In the event of a worldwide, cataclysmic event, probably the first thing
that'll go is the Internet and electronic devices. Not immediately but within
a couple weeks.

The best thing is to rely on things that don't need an Internet connection.
Morse code might be worth learning because it requires the smallest medium to
send a message.

------
jpindar
Google maps allows you to save maps for offline use, but I'm sure there are
other similar services, or you could just download some images.

The emergency alerts on broadcast TV and radio wouldn't reach most people
today, so it's worthwhile to have the emergency alert apps from such
organizations as the Red Cross, FEMA, and CodeRED; and possibly your local
newspapers and TV stations. I live near a nuclear power plant, so I am also
subscribed to a local grassroots organization that monitors it.

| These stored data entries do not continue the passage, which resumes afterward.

PR #438, opened 2024-08-02
Onboard IaaS network

GokceGK:


internal/cmd/beta/network/create/create.go
```diff
@@ -0,0 +1,178 @@
...
+	"github.com/stackitcloud/stackit-cli/internal/pkg/spinner"
+	"github.com/stackitcloud/stackit-sdk-go/services/iaas"
+	"github.com/stackitcloud/stackit-sdk-go/services/iaas/wait"
+
+	"github.com/spf13/cobra"
+)
+
+const (
+	nameFlag         = "name"
+	dnsServersFlag   = "dns-servers"
```
joaopalet, line 26: The Portal calls these `DNS Name Servers`, should we name it `dns-name-servers` instead so it matches?

internal/cmd/beta/network/create/create.go
```diff
@@ -0,0 +1,178 @@
...
+		},
+	}
+	configureFlags(cmd)
+	return cmd
+}
+
+func configureFlags(cmd *cobra.Command) {
+	cmd.Flags().StringP(nameFlag, "n", "", "Network name")
+	cmd.Flags().StringSlice(dnsServersFlag, []string{}, "List of DNS servers/nameservers IPs")
+	cmd.Flags().Int64(prefixLengthFlag, 0, "The default prefix length for networks")
```
joaopalet, line 109: Is it the _default_ prefix length or just the prefix length? Is there any way to change it for specific nameservers?

joaopalet: ALso, is it the prefix lenght of the _network_ or of the name servers?

internal/cmd/beta/network/create/create.go
```diff
@@ -0,0 +1,178 @@
...
+
+	payload := iaas.CreateNetworkPayload{
+		Name: model.Name,
+		AddressFamily: &iaas.CreateNetworkAddressFamily{
+			Ipv4: &iaas.CreateNetworkIPv4{
+				Nameservers:  model.DnsServers,
+				PrefixLength: model.PrefixLength,
+			},
+		},
+	}
```
joaopalet, line 151: The API seems to allow some more fields, e.g. `Ipv6` in the `AddressFamily`, `routed` at the root level, `gateway` inside `Ipv4` or `Ipv6`. Shouldn't we also have those in the CLI?

internal/cmd/beta/network/create/create.go
```diff
@@ -0,0 +1,178 @@
...
+		Short: "Creates a network",
+		Long:  "Creates a network.",
+		Args:  args.NoArgs,
+		Example: examples.Build(
+			examples.NewExample(
+				`Create a network with name "network-1"`,
+				`$ stackit beta network create --name network-1`,
+			),
+			examples.NewExample(
+				`Create a network with name "network-1" with dns servers and a prefix length`,
```
joaopalet, line 49:
```suggestion
				`Create a network with name "network-1" with DNS servers and a prefix length`,
```

internal/cmd/beta/network/describe/describe.go
```diff
@@ -0,0 +1,156 @@
...
+		table.AddRow("ID", *network.NetworkId)
+		table.AddSeparator()
+		table.AddRow("NAME", *network.Name)
+		table.AddSeparator()
+		table.AddRow("STATE", *network.State)
+		table.AddSeparator()
+		table.AddRow("PUBLIC IP", *network.PublicIp)
+		table.AddSeparator()
+		if len(nameservers) > 0 {
+			table.AddRow("NAME SERVERS", strings.Join(nameservers, ","))
```
joaopalet, line 142:
```suggestion
			table.AddRow("NAME SERVERS", strings.Join(nameservers, ", "))
```

internal/cmd/beta/network/describe/describe.go
```diff
@@ -0,0 +1,156 @@
...
+		}
+		table.AddSeparator()
+		if len(prefixes) > 0 {
+			table.AddRow("PREFIXES", strings.Join(prefixes, ","))
```
joaopalet, line 146:
```suggestion
			table.AddRow("PREFIXES", strings.Join(prefixes, ", "))
```

internal/cmd/beta/network/update/update.go
```diff
@@ -0,0 +1,156 @@
...
+		Short: "Updates a network",
+		Long:  "Updates a network.",
+		Args:  args.SingleArg(networkIdArg, utils.ValidateUUID),
+		Example: examples.Build(
+			examples.NewExample(
+				`Update network with ID "xxx" with new name "network-1-new"`,
+				`$ stackit beta network update xxx --name network-1-new`,
+			),
+			examples.NewExample(
+				`Update network with ID "xxx" with new name "network-1-new" and new dns servers`,
```
joaopalet, line 49:
```suggestion
				`Update network with ID "xxx" with new name "network-1-new" and new DNS servers`,
```

internal/cmd/beta/network/create/create.go
GokceGK: I think we should add those new fields. They were not in refinement, so I did not add but refinement might be outdated after api changes.

internal/cmd/beta/network/create/create.go
GokceGK: it is prefix length of the network. 
And it is just prefix length, in api docs and in TFP no mention of default. I will adapt the description

joaopalet (approved):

Some
organizations also have SMS alerts, which might work when the general internet
doesn't.

Broadcast radio is still important though, so if your phone supports it, get a
real radio tuner app. Nextradio works for fm radio. Since these use your
headphone cable as the antenna, one feature to look for is the option to play
audio through the speaker despite the headphone being plugged in.

I'd be interested in any radio apps that work for other bands. There are many
that claim to receive NOAA radio, police radios etc. but AFAIK they are all
internet streams. (Still worth checking out ahead of time.)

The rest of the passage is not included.